I really don't know what to think, I try to chat and I'm happy and smiley when I visit him but hes just grumpy and no conversation, it's hard work.
 

Ernest

Registered User
Jan 23, 2018
141
0
Hi Ernest, and TriciaBee, a lot of what you have both said really relate to my situation at the moment, my hubby is on 2 weeks respite which finishes on Tuesday, I'm feeling sick and panicking and really anxious about him coming home, although our GP has said he needs to be in care permanently, he has vascular dementia, but like you Ernest when I go to visit him which is 6days a week hes always grumpy hardly any conversation and just complaining about everything, so I get upset on my way home, but ALL the carers say how well hes settled in and hes happy and chatty, laughs with the other residents, but I never get a smile out of him, but then he was always very angry and unsmiling at home the last few months, always worrying about something all day everyday. Sometimes I think hes relieved to be there because hes hasn't got anything to worry about what needs doing in the house or what he has to wear, it's all done for him.
I really don't know what to think, I try to chat and I'm happy and smiley when I visit him but hes just grumpy and no conversation, it's hard work.
Hi pevensey,. I feel for you, I really do! It's such an awful situation to be in. I suppose I'm lucky in that after a particularly difficult visit I can come home and move on until the next one. I had an awful time on Wednesday but Friday and today, Sunday, he was ok. The thing I keep coming back to, is that, if you're not with your OH 24/7 you can take a deep breath and think tomorrow another day. If you're not in that position, you or I, are too tired to keep up the pretence that everything is fine. I used to end up being really horrible to him because I simply was tired !!!! Keep taking deep breaths, counting to 10 and remembering that tomorrow is another day.

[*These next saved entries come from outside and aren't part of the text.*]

PR #3764, opened 2025-05-14
fix(schema): space is a valid seprator between date and time in `exclude-newer`

trim21:
our `exclude-newer` str is parsed as RFC3339 datetime, so not only `2025-05-13T00:00:00+08:00` is valid, `2025-05-13 00:00:00+08:00` is also valid datetime and is also supported by pixi. and it's also  slightly more readable than `T` seprator

https://datatracker.ietf.org/doc/html/rfc3339#section-5.6


trim21:
why tests failed....

Hofer-Julian:
> why tests failed....

That is unrelated to your PR. Will investigate now

trim21:
can I only add it here?

https://github.com/prefix-dev/pixi/blob/8e31f9c374d37eb0a7bc1c8fee33b7e881b11ce3/crates/pixi_manifest/src/exclude_newer.rs#L53-L60

trim21:
adding a new manifest test feels a bit like overkill 🧐

baszalmstra (approved):

PR #3767, opened 2025-05-15
test: adapt for backend update

Hofer-Julian:
Luckily none of the tests showed a broken behavior, they just relied on limitations of the backend that are now fixed


ruben-arts (approved):
Assuming the broken test is added to the next cycle I'm approving this to unblock the rest of the PR's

Xx
 

pevensey

Registered User
Feb 14, 2012
286
0
South East Coast.
Hi pevensey,. I feel for you, I really do! It's such an awful situation to be in. I suppose I'm lucky in that after a particularly difficult visit I can come home and move on until the next one. I had an awful time on Wednesday but Friday and today, Sunday, he was ok. The thing I keep coming back to, is that, if you're not with your OH 24/7 you can take a deep breath and think tomorrow another day. If you're not in that position, you or I, are too tired to keep up the pretence that everything is fine. I used to end up being really horrible to him because I simply was tired !!!! Keep taking deep breaths, counting to 10 and remembering that tomorrow is another day. Xx
Thankyou Ernest, yes I do feel better when I get home after a visit and shut front door like world is locked away, I get peace of mind then because I know when I'm not there OH will be chatting and laughing with the other residents. I've been going everyday but am trying to make it every other day now. I'm feeling anxious this evening worrying what the Health and Social Care lady is going to say to him tomorrow, it's meant to be about whether he can stay another 2 weeks and then decide if he needs to be permanently in care, that is what his GP says he needs to be, permanently.